Exercise aim: Please return every line in the following data that includes the string "Adding".

- Opening Delimiter -

Issue #126, opened 2025-04-24
Add Input and Output format Parametrization to Test infrastructure


skotaracTT:
Adding ability to only pass input and output formats, instead of all formats or just one format being set to all formats in LLK pipeline. 
This feature goes hand in hand with Data Format Inference Model, without the model we cannot have only input and output parametrization.

PR #144, opened 2025-04-29
[Test Infra] Input Output Format Parametrization

skotaracTT:
### Ticket

https://github.com/tenstorrent/tt-llk/issues/126
### What's changed

Adding ability to pass only input and output formats, instead of all formats or just one format being set to all formats in LLK pipeline. This adds flexibility for user to define what they want in input and what format they want in output (in L1) so that they can work with their data in the desired formats further. Along with the Data Inference Model this feature works to let user define the formats they want and the inference model does the rest by setting the intermediate formats accordingly for the pipeline to work.

Note: This feature goes hand-in-hand with Data Format Inference Model, without this model we cannot have only input and output parametrization because the intermediate formats for unpacker, math and packer are not defined.
### Type of change

- [ ] Documentation update

### Checklist


tests/Makefile
```diff
@@ -38,7 +38,10 @@ OPTIONS_LINK=-fexceptions -Wl,-z,max-page-size=16 -Wl,-z,common-page-size=16 -no
 INCLUDES = -I../$(ARCH_LLK_ROOT)/llk_lib -I../$(ARCH_LLK_ROOT)/common/inc -I../$(ARCH_LLK_ROOT)/common/inc/sfpu -I../$(ARCH_LLK_ROOT)/hw_specific/inc
 INCLUDES += -Ifirmware/riscv/common -Ifirmware/riscv/$(CHIP_ARCH)/ -Isfpi/include -Ihelpers/include
 
-FORMAT_ARG := -D$(unpack_A_src) -D$(unpack_A_dst) -D$(unpack_B_src) -D$(unpack_B_dst) -D$(fpu) -D$(pack_src) -D$(pack_dst)
+FORMAT_ARG := -D$(unpack_A_src) -D$(pack_dst)
+ifdef fpu
+	FORMAT_ARG += -D$(unpack_A_dst) -D$(unpack_B_src) -D$(unpack_B_dst) -D$(fpu) -D$(pack_src)
```
fvranicTT, line 43:
```suggestion
	FORMAT_ARG += $(foreach var, unpack_A_dst unpack_B_src unpack_B_dst fpu pack_src, -D$($(var)))
endif
```
This is a nit. `$(foreach var, list, text)` iterates over each item in a list, makes it easier for later extension.

tests/sources/eltwise_unary_datacopy_test.cpp
```diff
@@ -106,4 +106,4 @@ void run_kernel()
     _llk_pack_dest_section_done_<DstSync::SyncFull, is_fp32_dest_acc_en>();
 }
 
-#endif
+#endif
```
fvranicTT, line 109: These cpp files don't need changes. It will reduce the number of files and make it easier to read.

tests/python_tests/test_eltwise_unary_datacopy.py
```diff
@@ -16,24 +16,21 @@ def generate_golden(operand1, format):
...
         ),
     ]
 )
 
+input_output_formats = [InputOutputFormat(DataFormat.Float32, DataFormat.Float32), InputOutputFormat(DataFormat.Float32, DataFormat.Float16), InputOutputFormat(DataFormat.Float32, DataFormat.Float16_b), InputOutputFormat(DataFormat.Float32, DataFormat.Bfp8_b),
+                        InputOutputFormat(DataFormat.Float16, DataFormat.Float32), InputOutputFormat(DataFormat.Float16, DataFormat.Float16), InputOutputFormat(DataFormat.Float16, DataFormat.Float16_b), InputOutputFormat(DataFormat.Float16, DataFormat.Bfp8_b),
+                        InputOutputFormat(DataFormat.Float16_b, DataFormat.Float32), InputOutputFormat(DataFormat.Float16_b, DataFormat.Float16), InputOutputFormat(DataFormat.Float16_b, DataFormat.Float16_b), InputOutputFormat(DataFormat.Float16_b, DataFormat.Bfp8_b),
+                        InputOutputFormat(DataFormat.Bfp8_b, DataFormat.Float32), InputOutputFormat(DataFormat.Bfp8_b, DataFormat.Float16), InputOutputFormat(DataFormat.Bfp8_b, DataFormat.Float16_b), InputOutputFormat(DataFormat.Bfp8_b, DataFormat.Bfp8_b),
+                        ]
+# input_output_formats = [InputOutputFormat(DataFormat.Float16, DataFormat.Bfp8_b)]
```
fvranicTT, line 33:
```suggestion
```
Commented out code should not be part of our codebase :)

tests/python_tests/test_eltwise_unary_datacopy.py
```diff
@@ -16,24 +16,21 @@ def generate_golden(operand1, format):
...
-            DataFormat.Int32,  # index 5 is for pack_dst
-            DataFormat.Float32,  # index 6 is for math format
+            DataFormat.Float16_b,  # index 2 is for pack_src (if src registers have same formats)
+            DataFormat.Bfp8_b,  # index 3 is for pack_dst
+            DataFormat.Float16_b,  # index 4 is for math format
         ),
     ]
 )
 
+input_output_formats = [InputOutputFormat(DataFormat.Float32, DataFormat.Float32), InputOutputFormat(DataFormat.Float32, DataFormat.Float16), InputOutputFormat(DataFormat.Float32, DataFormat.Float16_b), InputOutputFormat(DataFormat.Float32, DataFormat.Bfp8_b),
```
fvranicTT, line 28: This list isn't' used, correct? Should it be a part of a subsequent pull request?

tests/python_tests/helpers/format_config.py
```diff
@@ -114,7 +114,32 @@ def __init__(
                 )
             self.unpack_B_src = unpack_B_src
             self.unpack_B_dst = unpack_B_dst
+    
+    def get_output_format(self) -> DataFormat:
```
fvranicTT, line 118: could we turn these 2 into properties?
```python
@property
def output_format(self) -> DataFormat:
    return self.pack_dst

@property
def input_format(self) -> DataFormat:
    return self.unpack_A_src
```
I avoided using `get_` as it isn't idiomatic.

tests/Makefile
skotaracTT: Works like a charm 👍

tests/python_tests/helpers/format_arg_mapping.py
```diff
@@ -69,6 +69,22 @@
     DataFormat.Int32: "PACK_DST_INT32",
 }
 
+input_dict = {
```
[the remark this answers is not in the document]
skotaracTT: My mistake, I forgot to remove input_dict and output_dict they are not in use and not needed.

tests/python_tests/helpers/format_config.py
```diff
@@ -114,7 +114,32 @@ def __init__(
...
+    They are used for format inference model to infer the rest of the formats for the LLk pipeline, instead of the user.
+    """
+    input: DataFormat
+    output: DataFormat
+    
+    def __init__(self, input_format: DataFormat, output_format: DataFormat):
+        self.input = input_format
+        self.output = output_format
+    
+    def get_output_format(self) -> DataFormat:
```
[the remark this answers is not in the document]
skotaracTT: The reason I added functions for this is because I need two classes for different format arguments to the test parameter.
One is when we pass all 5-7 formats using `FormatConfig` class here the input is `unpack_A_src` and the output is `pack_dst`. However, when the user wishes to pass just input and output variables they will just need input in L1 and output in L1 so I cannot call `formats.unpack_A_src` for the `InputOutputFormat` class then I would have to go to every python files that wishes to get input and output of the format and add an if condition to check which class it is and call `.input` or `.unpack_A_src` accordingly. This way we call the same function on each class and the class internally accesses the correct variables without us having to check.

tests/python_tests/test_eltwise_unary_datacopy.py
skotaracTT: Erased, this is coming in a later PR

tests/python_tests/test_eltwise_unary_datacopy.py
skotaracTT: Yes, I will erase it an leave it for subsequent pull request

tests/sources/eltwise_unary_datacopy_test.cpp
skotaracTT: Agreed, this might have happened on accident.Pre-commit should be able to revert this added lines

tests/python_tests/helpers/format_config.py
skotaracTT: Agreed! I got rid of it 🤝

tests/python_tests/helpers/format_config.py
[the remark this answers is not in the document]
fvranicTT: This sounds like polymorphism. Thanks for explaining, I wasn't following deeply what goes on there.

tests/python_tests/helpers/device.py
```diff
@@ -117,21 +117,21 @@ def get_result_from_device(
     }
 
     # Handling "Bfp8_b" format separately with sfpu condition
-    if formats.pack_dst == DataFormat.Bfp8_b:
+    if formats.output_format() == DataFormat.Bfp8_b:
```
fvranicTT, line 120:
```suggestion
    if formats.output_format == DataFormat.Bfp8_b:
```
Properties can be accessed without (). It looks more like accessing a field, not calling a function.

tests/python_tests/helpers/format_config.py
```diff
@@ -115,6 +115,34 @@ def __init__(
...
+    """
+
+    input: DataFormat
+    output: DataFormat
+
+    def __init__(self, input_format: DataFormat, output_format: DataFormat):
+        self.input = input_format
+        self.output = output_format
+
+    def output_format(self) -> DataFormat:
```
fvranicTT, line 140:
```suggestion
    @property
    def output_format(self) -> DataFormat:
```

tests/python_tests/helpers/format_config.py
```diff
@@ -115,6 +115,34 @@ def __init__(
...
+        return self.output
+
+    def input_format(self) -> DataFormat:
+        return self.input
```
fvranicTT, line 144:
```suggestion
    @property
    def output_format(self) -> DataFormat:
        return self.output

    @property
    def input_format(self) -> DataFormat:
        return self.input
```

skotaracTT: Great!

tests/sources/eltwise_unary_datacopy_test.cpp
```diff
@@ -105,5 +105,4 @@ void run_kernel()
     _llk_pack_<DstSync::SyncFull, false, is_fp32_dest_acc_en>(0, L1_ADDRESS(buffer_Dest));
     _llk_pack_dest_section_done_<DstSync::SyncFull, is_fp32_dest_acc_en>();
 }
-
```
fvranicTT, line 108: you missed a spot :)

skotaracTT: In the next PR 🤝 pre-commit hooks passed for this run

- Closing Delimiter -

Result of this task:
Adding ability to only pass input and output formats, instead of all formats or just one format being set to all formats in LLK pipeline. 
Adding ability to pass only input and output formats, instead of all formats or just one format being set to all formats in LLK pipeline. This adds flexibility for user to define what they want in input and what format they want in output (in L1) so that they can work with their data in the desired formats further. Along with the Data Inference Model this feature works to let user define the formats they want and the inference model does the rest by setting the intermediate formats accordingly for the pipeline to work.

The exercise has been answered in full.